One prompt, six languages. One user, one agent.
Series-B regional streaming · multi-language · 90-day engagement
The problem
The CEO came in planning to triple the engineering team to clear a multi-year backlog. We pushed back: use the team you have. The real constraint was never headcount — it was that every function, from content to retention to finance, was still working the pre-AI way.
What we built
1 prompt → 6 languages, in parallel
AI-native content production
A two-minute clip that used to take a week now ships in hours. The same story auto-reframes per region — same emotional arc, different cultural context. Multi-language stopped being a sequential effort and became the single biggest shift of the engagement.
From support bot to relationship platform
One user, one agent
A WhatsApp support bot, live in three days, grew into a platform where every user has a dedicated agent — support, retention, re-engagement, recommendations — that knows their history. Three vendor teams collapsed into one in-house system.

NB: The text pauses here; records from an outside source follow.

PR #1528, opened 2024-01-15
[TextGeneration] Update defaults to always start with deepsparse defaults when using the `generation_config` arg

dsikka:
# Summary
- Previously, if the user provided anything for the `generation_config` argument, we always returned a `GenerationConfig` object for this case
- Now if the user provides the `GenerationConfig` object, that is the only case where we return the object without using deepsparse defaults
- If the user provides a dictionary, we create a GenerationConfig object, override with deepsparse defaults, and then set any attributes provided by the user in the dictionary
- This is aided through the conversion of the defaults into a dataclass
- All other workflows remain the same (i.e providing `generation_kwargs` or cli arguments which have always used deepsparse defaults)

Also takes care of this discussion: https://app.asana.com/0/1205229323407165/1206280624568198/f

### DIFF
--- a/src/deepsparse/transformers/schemas/text_generation_schemas.py
+++ b/src/deepsparse/transformers/schemas/text_generation_schemas.py
@@ -14,6 +14,7 @@
 
 import datetime
 import pathlib
+from dataclasses import dataclass, field
 from enum import Enum
 from typing import Any, Callable, Dict, List, Optional, Sequence, Union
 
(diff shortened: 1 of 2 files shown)


dbogunowicz (approved):

src/deepsparse/transformers/schemas/text_generation_schemas.py
```diff
@@ -22,20 +23,21 @@
 
 
 # Based off of https://huggingface.co/docs/transformers/main_classes/text_generation#transformers.GenerationConfig # noqa E501
+@dataclass
```
rahul-tuli, line 26: Any reason to use data classes over Pydantic BaseModels? Specially because we're already using BaseModel throughout the codebase?

src/deepsparse/transformers/schemas/text_generation_schemas.py
```diff
@@ -22,20 +23,21 @@
...
     # Parameters that control the generation strategy used
-    do_sample = False
+    do_sample: bool = field(default=False)
     # Parameters for manipulation of the model output logits
-    temperature = 1.0
-    top_k = 50
-    top_p = 1.0
-    repetition_penalty = 1.0
+    temperature: float = field(default=1.0)
+    top_k: int = field(default=50)
```
rahul-tuli, line 35: Pydantic Fields would go in nicely here, specially cause we can provide a description of what each argument is

rahul-tuli (changes requested):

src/deepsparse/transformers/schemas/text_generation_schemas.py
dsikka: doesnt seem like it needs to be a pydantic model if only used internally and just holds default data

src/deepsparse/transformers/schemas/text_generation_schemas.py
dsikka: doesnt seem like it needs to be a pydantic model if only used internally and just holds default data

bfineran (approved):

mgoin (approved):

PR #1537, opened 2024-01-17
[V2 Logger]  factory

horheynm:
Screenshot 2024-01-17 at 1 53 24 PM

PR #1540, opened 2024-01-17
[V2 Logger] Filters

horheynm:
Screenshot 2024-01-17 at 1 49 11 PM

Please review https://github.com/neuralmagic/deepsparse/pull/1533 and https://github.com/neuralmagic/deepsparse/pull/1537 first 

# Desctiption:
This is the juiciest component of the loggers. The PR is responsible for filtering incoming value to log or ignore based on the rules. 

Rule 1. Filtering by tag. The incoming `log(value, tag, log_type)`, will be filtered if the tag from arg does not match with any of the tag from the config (inside config.yaml) inside the root logger. The tag in the config can be a regex.
Rule 2. Filtering by the number of encounters of {log_type}.{tag}.{func}  for each system, metric, performance root logger after rule 1 passes. The incoming `log(value, tag, log_type)`, may be called many times. We dont want to log every logger call. Based on the `freq` value in the config file, ignore any call number that is not a multiple of `freq`.  

# Usage:
Check tests


src/deepsparse/loggers_v2/filters/frequency_filter.py
```diff
@@ -0,0 +1,49 @@
...
+        stub_frequency = f"{tag}.{func}"
+        with self._lock:
+            if stub not in self.counter:
+                self.counter[stub] = 0
+
+            for key, value in self.frequency.items():
+
+                if is_match_found(key, stub_frequency):
+                    frequency = value
+                    self.counter[stub] = (self.counter[stub] + 1) % frequency
```
horheynm, line 46: avoid creating big int type.

tests/logger_v2/config.py
```diff
@@ -0,0 +1,76 @@
+# Copyright (c) 2021 - present / Neuralmagic, Inc. All Rights Reserved.
```
horheynm, line 1: delete

src/deepsparse/loggers_v2/filters/frequency_filter.py
```diff
@@ -0,0 +1,48 @@
...
+
+
+class FrequencyFilter:
+    def __init__(self):
+        self._lock = Lock()
+        self.frequency = {}
+        self.counter = {}
+
+    def add_template_to_frequency(self, tag: str, func: str, rate: int = 1):
+        with self._lock:
```
bfineran, line 28: depending on how many logs we end up emitting and at what scale, we might want to find a way to either relax the lock, or have a different lock for keys if this ends up becoming blocking

src/deepsparse/loggers_v2/filters/frequency_filter.py
```diff
@@ -0,0 +1,48 @@
...
+            self.frequency[f".*{tag}.*{func}.*"] = rate
+
+    def should_execute_on_frequency(
+        self, tag: str, log_type: str, func: Callable
+    ) -> bool:
+
+        stub = f"{log_type}.{tag}.{func}"
+        stub_frequency = f"{tag}.{func}"
+        with self._lock:
```
bfineran, line 37: we should only lock when overwriting an object we want to protect. locking during the loop / `is_match_found` holds the lock longer than necessary

src/deepsparse/loggers_v2/filters/frequency_filter.py
```diff
@@ -0,0 +1,48 @@
...
+            if stub not in self.counter:
+                self.counter[stub] = 0
```
bfineran, line 39: why not initialize in `add_template_to_frequency` or use a `defaultdict`?

src/deepsparse/loggers_v2/filters/pattern.py
```diff
@@ -0,0 +1,27 @@
...
+# software distributed under the License is distributed on an "AS IS" BASIS,
+# WITHOUT WARRANTIES OR CONDITIONS OF ANY KIND, either express or implied.
+# See the License for the specific language governing permissions and
+# limitations under the License.
+
+import re
+from typing import Optional
+
+
+def is_match_found(
```
bfineran, line 19: note that treating all targets/patterns as pure regex may have unintended side effects

for example, `.` is a wildcard, so `fooXbar` will also match with`foo.bar`

we might want to think through if we want to protect regex use a bit more

bfineran (approved):

PR #1542, opened 2024-01-17
[V2 Logger] root logger

horheynm:
Screenshot 2024-01-18 at 11 31 23 AM

Three types of root loggers: system, performance and metric. All root loggers have shared leaf loggers (bc they are singleton). Each root loggers have their own FrequencyFilter. Calling `.log(...)` will call leaf loggers after the filtering rules passes.

### DIFF
--- a/src/deepsparse/loggers_v2/root_logger.py
+++ b/src/deepsparse/loggers_v2/root_logger.py
@@ -15,7 +15,7 @@
 
 from collections import defaultdict
 from enum import Enum
-from typing import Any, Dict, Optional
+from typing import Any, Dict, List, Optional
 
 from deepsparse.loggers_v2.filters.frequency_filter import FrequencyFilter
 from deepsparse.loggers_v2.filters.pattern import (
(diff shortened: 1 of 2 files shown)


src/deepsparse/loggers_v2/root_logger.py
```diff
@@ -0,0 +1,127 @@
...
+from .utils import import_from_registry
+
+
+class LogType(Enum):
+    SYSTEM = "SYSTEM"
+    PERFORMANCE = "PERFORMANCE"
+    METRIC = "METRIC"
+
+
+class RootLogger(FrequencyFilter):
```
bfineran, line 32: what do we get out of having `FrequencyFilter` as a parent class instead of a property that is used as a helper?

horheynm: Depends on how deep the question is. 
Its a class bc you need a state to keep in track of the counter per tag.func. If you mean just a @property in root loggers, yes we can do that. 
If you mean to get rid of FF and combine to RootLogger, we can do that, but better to keep logic isolated

src/deepsparse/loggers_v2/root_logger.py
```diff
@@ -0,0 +1,227 @@
...
+        leaf loggers
+
+        :param value: Any value to log, may be dimentionally reduced by func
+        :param log_type: String representing the root logger level
+        :param tag: Candidate id that will be used to filter out only the wanted log
+        :param capture: The property or dict key to record if match exists. If set to None
+            no capture filter will be applied even if set in config
+
+        """
+        for tag_from_config, tag_run_args in self.run_args.items():
```
bfineran, line 115: let's work on breaking this down into helper functions

PR #1554, opened 2024-01-23
Fix documentation about TextGeneration

luis5tb:
TextGeneration takes model_path as parameter instead of model

### DIFF
--- a/docs/llms/text-generation-pipeline.md
+++ b/docs/llms/text-generation-pipeline.md
@@ -42,7 +42,7 @@ from deepsparse import TextGeneration
 
 # construct a pipeline
 model_path = "zoo:mpt-7b-dolly_mpt_pretrain-pruned50_quantized"
-pipeline = TextGeneration(model=model_path)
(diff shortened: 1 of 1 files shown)


mgoin:
> TextGeneration takes model_path as parameter instead of model

Hey @luis5tb `model=` should work for nightly and/or the upcoming 1.7, are you using the 1.6 release possibly?

luis5tb:
> > TextGeneration takes model_path as parameter instead of model
> 
> Hey @luis5tb `model=` should work for nightly and/or the upcoming 1.7, are you using the 1.6 release possibly?

Yep using 1.6.1, following that documentation I hit it and saw that it was solved by adding model_path. Perhaps the code should take both then to keep backwards compatibility or add a note in the docs

luis5tb:
Should I close this then?

mgoin:
@luis5tb the nightly should both accept `model_path` and `model`, we just added `model` as a new alias that we'll be using going forward so backwards compatibility is good. it didn't make it into 1.6.1 though

PR #1556, opened 2024-01-23
sklearn patch

andy-neuma:
patch import of `sklearn`


mgoin:
sklearn should be removed now

PR #1562, opened 2024-01-25
[TextGeneration] Split up `prep_for_generation` operator, handle edge cases, handle kv_cache full during prefill

dsikka:
# Summary

**A series of improvements**: 

- Split up the `prep_for_generation` operator such that we aren't setting up the tokenizer and generating tokens in the same operator, outside of the `generation loop`
- With this split, make sure we properly handle edge cases, such as `max_length=1, max_new_tokens=0, max_new_tokens=1`. Also added the condition such that `max_length` has to be greater than 0 or we throw a `ValueError`
- With splitting this up, we no longer have to import the `process_output` operator in the `prep_for_generation` operator and can remove the custom streaming code in the operator . Also, the non-kv cache and kv_cache pipelines now both share the same `output_schema`, simplifying generation logic
- Also added a condition to check kv_cache capacity during prompt inference and exit if the capacity is reached before generation

# Testing
- Added new tests to validate the edge cases
- Added a test to check if we throw an error when the cache capacity is filled during prefill
- Updated the non-kv cache unit test to also compare logits
- All other test cases pass

### DIFF
--- a/src/deepsparse/transformers/pipelines/text_generation/generate_new_token.py
+++ b/src/deepsparse/transformers/pipelines/text_generation/generate_new_token.py
@@ -52,20 +52,29 @@ class GenerateNewTokenOperator(Operator):
             if isinstance(inp, NLEngineOutputs)
             else inp.prompt_logits
         )
-        kv_cache = inp.kv_cache if isinstance(inp, NLEngineOutputs) else None
+        kv_cache = (
+            inp.kv_cache
+            if not isinstance(inp, PromptLogitsNoKVCacheInference)
+            else None
+        )
+
+        max_tokens = inference_state.current_state.get("max_tokens")
+        length_finish_reason = inference_state.current_state.get("length_finish_reason")
+        generated_tokens = inference_state.current_state.get("generated_tokens")
+        num_generated_tokens = len(generated_tokens)
 
         token_generator = inference_state.current_state.get("token_generator")
         token = token_generator.generate(logits=logits[0, -1, :])
         finish_reason = None
-
-        callback = inference_state.current_state.get("callback")
-        stop = inference_state.current_state.get("stop")
 
         if (
             kv_cache is not None
             and kv_cache.total_num_processed_tokens >= kv_cache.capacity
         ):
             finish_reason = FinishReason.CAPACITY
+
+        callback = inference_state.current_state.get("callback")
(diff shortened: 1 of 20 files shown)


src/deepsparse/transformers/pipelines/text_generation/generate_new_token.py
```diff
@@ -84,9 +88,8 @@ def run(
             )
             finish_reason = FinishReason.CALLBACK
 
-        max_tokens = inference_state.current_state.get("max_tokens")
-        if len(inference_state.current_state.get("generated_tokens")) + 1 >= max_tokens:
-            finish_reason = inference_state.current_state.get("length_finish_reason")
+        if num_generated_tokens + 1 == max_tokens:
```
dbogunowicz, line 91: I'd add a short comment explaining the logic behind `+1`

tests/deepsparse/transformers/pipelines/test_text_generation.py
```diff
@@ -29,7 +29,7 @@ def pipeline():
     return Pipeline.create(
         task="text_generation",
         model_path="hf:mgoin/TinyStories-1M-deepsparse",
-        engine_type="onnxruntime",
```
dbogunowicz, line 32: in general using onnxruntime is preferred in tests, since it is faster to compile.

tests/deepsparse/transformers/pipelines/test_text_generation.py
```diff
@@ -282,3 +284,45 @@ def test_streaming_non_streaming_generate_same_tokens(pipeline, prompt):
         tokens.append(g.generations[0].text)
     output_2 = "".join(tokens)
     assert output_1 == output_2
+
+
+def test_edge_cases(pipeline, prompt):
+    output = pipeline(prompt=prompt, max_length=1, output_scores=True)
```
dbogunowicz, line 290: please add small comments to each test case to flag which type of behavior it tests

dbogunowicz (approved):

tests/deepsparse/transformers/pipelines/test_text_generation.py
dsikka: ah I changed it locally and forgot to change it back. Good catch!

dbogunowicz (approved):

bfineran (approved):

PR #1566, opened 2024-01-29
Debug pipeline

ProExpertProg:
This is currently a hack but it would be great to get a version of this into production so that we can use debug_analysis on the pipeline and pass real inputs.


jeanniefinks:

20+ in-character bots across six shows
Character chatbots
In-character chatbots with persistent per-user memory. Users spent hours talking to them. The team did not believe it would happen until it did.
2-year backlog → 2 days
Engineering throughput
A feature stuck in the backlog for two years went live in two days. Infrastructure cost halved in a day. A single data-cleanup session eliminated a recurring monthly cost line.
Outcomes
The transferable lesson
The shift was not one team adopting AI — it was every team. Content turned production into code. Retention rebuilt the funnel. Finance shipped its own tools. Engineering converted last, not first. The company stopped scaling with headcount and started scaling with agents — and the economics changed permanently.